How we will measure a system without pretending a survey is a census.
Public trust depends on being precise about what the data can and cannot establish.
1. Separate official statistics from crowdsourced experience.
EEOC statistics are reported as agency statistics and linked to the original source. Contributor data is reported as responses from people who chose to participate in this project. We will not describe a self-selected sample as representative of all EEOC charging parties.
2. Standardize the core questions.
Every contributor is asked about dates, office, investigative contact, witness contact, document requests, mediation, status updates, outcome, and perceived impact. This lets us calculate measures consistently.
3. Protect small groups.
Office-level results should not be published where the sample is too small to be meaningful or could expose a contributor. The publication threshold should be set before public dashboards launch.

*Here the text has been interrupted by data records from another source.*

PR #2020, opened 2026-05-13
fix(plugin/codex): capture Stop assistant message

ZaynJarvis:
## Summary
- append Codex `last_assistant_message` on Stop when `captureLastAssistantOnStop=true`
- store a hash in Codex plugin state so repeated Stop events do not duplicate the same assistant message
- update Codex plugin README/DESIGN/VERIFICATION to match default user-turn + last-assistant capture semantics

## Verification
- `npm run build` in `examples/codex-memory-plugin`
- `node --check examples/codex-memory-plugin/scripts/auto-capture.mjs`
- `node --check examples/codex-memory-plugin/scripts/session-state.mjs`
- `git diff --check`
- Live OV smoke: isolated Codex plugin install; Stop hook appended user + `last_assistant_message`, repeat Stop no-op, PreCompact commit preserved state
- Live OV MCP smoke: listed MCP tools and ran `openviking_health`, `openviking_store`, `openviking_recall`
- Live auto-recall smoke: returned `hookSpecificOutput.additionalContext` containing the stored marker memory

### DIFF
--- a/examples/codex-memory-plugin/DESIGN.md
+++ b/examples/codex-memory-plugin/DESIGN.md
@@ -15,7 +15,7 @@ events imply "context for a particular codex `session_id` is gone".
   `session_id`, append messages on every `Stop`, and commit it (which
   triggers OV's memory extractor) at session-end-equivalent moments.
 - **State file** — `~/.openviking/codex-plugin-state/<safe-codex-session-id>.json`,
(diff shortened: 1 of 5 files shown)


ZaynJarvis:
Closing this PR because it was based on the wrong interpretation of task #103. The requested MCP validation should target OpenViking's native /mcp endpoint, not the example Codex memory plugin's small helper MCP server. I will re-test against the native endpoint and open a focused PR only if that path has an issue.

PR #2024, opened 2026-05-13
refactor(plugin/claude-code): extract installer wrapper to checked-in file

t0saki:
## Summary

Same refactor as #2023 (in flight), applied to the `claude-code-memory-plugin` installer.

### Before

The installer-emitted `claude()` wrapper was inlined as a marker-delimited block inside the user's `~/.zshrc` / `~/.bashrc`. Upgrade flow used `awk` to strip the existing block and append a new one. Drawbacks:

- ~16 lines of shell function body in the user's rc (the kind of thing you'd cringe at when reading your own rc).
- Footgun: if the END marker got accidentally deleted from the rc (manual edit, partial-corruption, …), the next install's `awk` strip would drop everything from the BEGIN marker to EOF.
- The wrapper body lived as a `cat >> "$RC" <<EOF`-with-escaped-`$` heredoc inside install.sh — annoying to review, annoying to syntax-check.

### After

- Wrapper body extracted to `examples/claude-code-memory-plugin/setup-helper/wrapper.sh` as a checked-in source file. Real syntax highlighting, real diffable history.
- The user's shell rc gets a single one-line source hook that points at the wrapper source inside the cloned plugin checkout (`$REPO_DIR/examples/claude-code-memory-plugin/setup-helper/wrapper.sh`).
- Updates ride for free on the installer's existing `git fetch + reset --hard` step. No "re-run installer to refresh the wrapper" path.
- ~/.zshrc OV-plugin block: ~16 lines → 3 lines (begin marker + source hook + end marker).
- Marker-replacement on re-install only triggers the legacy-cleanup path once — when upgrading from the pre-split installer that inlined the full wrapper.

### Same pattern as #2023

This is the same shape applied to the codex installer in #2023 (open). I'm proposing it as a separate PR so the claude-code change can be reviewed / merged independently — there's no functional dependency between the two.

### Behavior preserved

The wrapper itself is byte-for-byte the same `claude()` function as before (jq to read ovcli.conf → inject `OPENVIKING_URL` / `OPENVIKING_API_KEY` → exec claude). This PR only changes where the wrapper code lives.

## Test plan

- [x] `bash -n examples/claude-code-memory-plugin/setup-helper/install.sh` passes
- [x] `bash -n examples/claude-code-memory-plugin/setup-helper/wrapper.sh` passes
- [x] Running the installer over an existing pre-split install correctly strips the legacy block and replaces it with the 3-line source hook
- [x] `source ~/.zshrc && type claude` shows the wrapper loaded from the standalone file
- [x] `claude` invocation still injects `OPENVIKING_URL` / `OPENVIKING_API_KEY` from ovcli.conf


t0saki:
Superseded by #2026 (combined codex + claude-code wrapper refactor).

PR #2025, opened 2026-05-13
refactor(plugin/codex): extract installer wrapper to checked-in file

t0saki:
## Summary

Same refactor as #2024 (in flight for the claude-code installer), applied to the codex installer. PR #2023 carried the bug fixes (empty api_key, runtime config swap, URL re-render) but I pushed these refactor commits after the squash-merge fired, so they got left behind.

### What changes

1. **Wrapper body extracted** to `examples/codex-memory-plugin/setup-helper/wrapper.sh` as a checked-in source file. Real syntax highlighting, real diffable history, no more `read -r -d '' WRAPPER_BODY <<'WRAPPER'` heredoc inside install.sh.

2. **No copy step**. The installer doesn't write a copy of the wrapper to `~/.openviking/`. The user's shell rc sources the wrapper *directly* from the cloned plugin checkout path:

   ```bash
   # >>> openviking-codex-plugin >>>
   [ -f "$REPO_DIR/examples/codex-memory-plugin/setup-helper/wrapper.sh" ] && . "..."
   # <<< openviking-codex-plugin <<<
   ```

   Updates ride for free on the installer's existing `git fetch + reset --hard` step. No "re-run installer to refresh the wrapper" path.

3. **Shell rc footprint** drops from ~60 lines of inline function body to 3 lines (marker + source hook + marker).

4. Marker-replacement on re-install only triggers the legacy-cleanup pass once — when upgrading from the pre-split installer that inlined the full wrapper into the rc.

### Behavior preserved

Wrapper body is byte-for-byte the same as what shipped in #2023 — same ovcli.conf resolution, same .mcp.json cache rewriting (URL + bearer_token_env_var sync), same env-args build. Only the wrapper's storage location changes.

### Installer size

  install.sh:  ~420 lines (with embedded heredoc) → ~340
  wrapper.sh:  117 lines (new, was inline)

## Test plan

- [x] `bash -n` + `zsh -n` pass on both files
- [x] Running the installer over a previous-version install (with the inline wrapper block) strips the legacy block and replaces it with the 3-line source hook
- [x] `source ~/.zshrc && type codex` shows the wrapper loaded from the standalone file
- [x] Wrapper still re-renders cache .mcp.json url + bearer_token_env_var on every `codex` invocation (verified by `cat ~/.codex/plugins/cache/.../0.5.0/.mcp.json` before/after running `codex` with different `OPENVIKING_CLI_CONFIG_FILE` values)
- [x] Uninstall: `rm ~/.openviking/openviking-repo` no-ops the source hook (no error, function just isn't defined)


t0saki:
Superseded by #2026 (combined codex + claude-code wrapper refactor).

PR #2084, opened 2026-05-16
fix(openclaw-plugin): gate noisy recall resources

yshishenya:
## Summary

Fixes noisy OpenClaw plugin auto-recall when shared `viking://resources` are enabled.

The patch adds lightweight query-aware recall gating:
- supports Cyrillic tokens for lexical overlap ranking
- recognizes Russian temporal/preference recall phrasing
- skips vague low-confidence recall prompts before injecting context
- requires a slightly stronger score for shared resource memories than for user/agent memories
- applies the same resource score floor to explicit `memory_recall`
- renders blank memory categories as `[memory]` instead of `[]`

## Root Cause

OpenClaw auto-recall searched user memories, agent memories, and shared resources with the same low score threshold. For vague prompts, shared resource transcripts and logs around ~0.53 score could be injected even when they were not actionable. Russian queries also did not get lexical-overlap help because the token regex only matched ASCII.

## Verification

- `pnpm install`
- `pnpm test tests/ut`
- `pnpm build`

Also verified locally against a running OpenViking/OpenClaw setup:
- vague Russian prompt no longer injected transcript noise
- exact OpenViking Docker regression recall still injected the expected memories
- Russian badminton/resource query still recalled the relevant resource summary

### DIFF
--- a/examples/openclaw-plugin/auto-recall.ts
+++ b/examples/openclaw-plugin/auto-recall.ts
@@ -1,6 +1,9 @@
 import type { FindResult, FindResultItem, OpenVikingClient } from "./client.js";
 import type { MemoryOpenVikingConfig } from "./config.js";
 import {
+  clampScore,
+  isVagueRecallQuery,
+  passesRecallScoreThreshold,
   pickMemoriesForInjection,
   postProcessMemories,
   summarizeInjectionMemories,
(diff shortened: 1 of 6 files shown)


Mijamind719:
There is one issue with the explicit memory_recall path.

The PR says the resource score floor also applies to explicit memory_recall, but when the caller passes targetUri: "viking://resources/...", the server returns matches under the resources field. The current code later only reads result.memories, so all resource results are dropped. In practice, explicit resource recall may incorrectly return “No relevant OpenViking memories found.”

The fix should be small: before filtering/ranking in memory_recall, merge result.memories ?? [] and result.resources ?? [], then apply the existing leaf/filter/rank logic. It would also be good to add a unit test for explicit targetUri: "viking://resources/..." to make sure resource matches are preserved and the resource score floor is applied.

PR #2092, opened 2026-05-17
feat(embedder): expose encoding_format for OpenAI/Azure providers

simonsmh:
## Description
The OpenAI Python SDK 2.x defaults to encoding_format="base64" so the client can decode embeddings into native float arrays locally. Some self-hosted or vendor-fronted OpenAI-compatible gateways cannot deserialize base64 embedding payloads coming back from upstream models and silently hang for tens of seconds before returning HTTP 500 (e.g. gateways that wrap providers like Qwen, GLM, Doubao, etc. behind a strongly-typed Java SDK).

Add an optional `encoding_format` field on EmbeddingModelConfig that gets forwarded to OpenAIDenseEmbedder. The field is unset by default, so existing deployments keep the SDK's default behavior. Users hitting the base64 incompatibility can set:

    "embedding": {
      "dense": {
        "provider": "openai",
        "encoding_format": "float",
        ...
      }
    }

Wiring is intentionally limited to provider="openai" and provider="azure" — the only two factory branches that route to OpenAIDenseEmbedder for an actual upstream HTTP gateway. Other providers either don't expose this knob (volcengine/vikingdb/jina/...) or run against local stacks where the issue cannot occur (ollama).

## Type of Change

- [ ] Documentation update
- [ ] Performance improvement
- [ ] Test update

## Changes Made

- embedder

## Testing

  - [x] Linux
  - [x] macOS
  - [ ] Windows

## Checklist

### DIFF
--- a/docs/en/guides/01-configuration.md
+++ b/docs/en/guides/01-configuration.md
@@ -220,6 +220,7 @@ Embedding model configuration for vector search, supporting dense, sparse, and h
 | `dimension` | int | Vector dimension. For Voyage, this maps to `output_dimension` |
 | `input` | str | Input type: `"text"` or `"multimodal"` |
 | `batch_size` | int | Batch size for embedding requests |
+| `encoding_format` | str | (OpenAI / Azure only) Wire format for embedding values: `"float"` or `"base64"`. Leave unset to use the OpenAI Python SDK default. Set to `"float"` when the upstream gateway cannot deserialize base64 embedding payloads correctly. |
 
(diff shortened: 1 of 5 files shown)


qin-ctx:
Thanks for the clear implementation and the focused tests here. The `encoding_format` escape hatch is a useful compatibility knob for OpenAI-compatible gateways that do not handle base64 embedding payloads well.

I pushed a small docs follow-up to complete the user-facing pieces: English/Chinese configuration guide entries, OpenAI/Azure copy-paste examples, and the full schema snippet.

Small note for future config options: please try to update both language docs and include a complete config example along with the code change. It makes these compatibility options much easier for users to discover and apply correctly.

qin-ctx (approved):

4. Distinguish “No” from “I don't know.”
For example, a charging party may not know whether the EEOC requested employer documents. The form preserves “Not sure” instead of forcing a negative answer.
5. Explain verification status.
Stories can be marked self-reported, partially documented, or documented. Verification means the project reviewed relevant publishable records; it does not mean the project adjudicated the underlying discrimination claim.
6. Publish limitations with every headline number.
Any public report based on contributor data should state the number of responses, collection period, missing-data treatment, self-selection limitation, and relevant geographic or issue concentration.
7. Never mix advocacy with fabricated certainty.
The project's thesis may be that the system is failing people. The evidence still has to be presented in a way that allows a skeptical reader to inspect the underlying facts.